Ilustração com fundo laranja mostrando desenhos de pessoas jogando futebol amador, e o título 3º Concurso de Crônicas do Museu do Futebol

Por Francisco Falabella 

Mamãe, orgulhosa, não se aguentava quando me via durante a missa. O entusiasmo era enorme. No entanto, a minha devoção tinha um motivo diferente da religião: o futebol. Os coroinhas podiam jogar de graça na quadra da igreja e não só isso; disputavam o campeonato dos times de várzea do bairro, com lanche e uniforme. Muito antes de pleitear o reino dos céus, eu queria era uma vaga no time dos coroinhas.

Os jogos aconteciam nas manhãs de domingo. Na pelada da igreja, era proibido falar palavrão. Os meninos usam termos diferentes, mas a forma que era falada soava ainda pior: Tomate Cru, Ponte que caiu, Filho da Pulga… Por isso, o padre elaborou novas regras: o futebol deveria ser jogado em silêncio; carrinho, empurrão e chute de dedão eram proibidos. O gol só poderia ser comemorado se fosse em glória a Deus. O padre era atento, marcava em cima, um pequeno deslize já era suficiente para que um menino fosse expulso da partida. Comandante disciplinador, ele queria ver jogo limpo.

Naquela tarde, Padre Marcondes reuniu os meninos no centro da quadra e fez a oração final. Notei que o Moisés me olhava torto. O coroinha ainda estava injuriado com o último gol. Após a reza, ele andou em minha direção. Eu não dei bola e descia a rua, junto com os meus amigos. Foi quando eu abri o portão e já entrava em casa, que eu senti a pancada. O coroinha, indignado, arremessou o seu chinelo na minha cabeça (pela dor, eu pensei que havia sido um tijolo). É briga!!! – alguém declarou e uma roda foi formada. Eu tentava torcer o braço do coroinha, que puxava a minha orelha. Indignado pelo gol, Moisés me acusava: “Você entregou o gol para o Dedé só porque ele é seu amigo”. Aquele era um insulto inaceitável para um goleiro da minha categoria. O Dedé deu uma sorte rara; acertou um chute indefensável, no ângulo direito. Depois do jogo, eu apenas o cumprimentei por conseguir fazer um gol no futuro goleiro da seleção brasileira. A coisa toda não passava disso. No entanto, Moisés continuou com as provocações. Disse que eu mal sabia rezar e estava na igreja apenas para jogar bola. Como ele sabia disso? Eu nunca havia ficado com tanta raiva. Pobre do coroinha Moisés, que sofreu com os meus golpes furiosos. Só depois que um adulto separou a briga, Moisés pôde correr chorando para sua casa.

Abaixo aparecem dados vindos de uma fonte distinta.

PR #656, opened 2026-07-21
feat(langlib): add core lang lib support for stdlib L3

### LINKED ISSUE #640: Add support for lang libs required to onboard level 3 standard libraries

Após uma semana, um sentimento de culpa cristã bateu e eu pedi desculpas ao coroinha Moisés, que agora morria de medo de mim. Não demorou e a história correu o bairro e chegou aos ouvidos do Padre. Chocado com a situação, ele expulsou (do time e da igreja) todos que participaram da briga. Contudo, o time da igreja começava a lamentar as ausências e sofreu goleadas seguidas no campeonato do bairro. rigoroso Padre Marcondes já cogitava flexibilizar as suas regras. De tanto expulsar os meninos, ele mal conseguia completar uma equipe e sua missa andava vazia, como estádio de time rebaixado. Mas sua exigência era clara: era preciso reconhecer os seus pecados para receber o perdão. No confessionário da igreja, eu fiz minha revelação: “Padre, eu, de fato, entreguei aquele gol para o Dedé. Outra coisa: eu sou ateu, estou aqui só pelo futebol. Pronto! Agora, posso voltar para o time?”. Ele olhou assustado. Rezei vinte Ave-Marias e quinze Padre-Nossos.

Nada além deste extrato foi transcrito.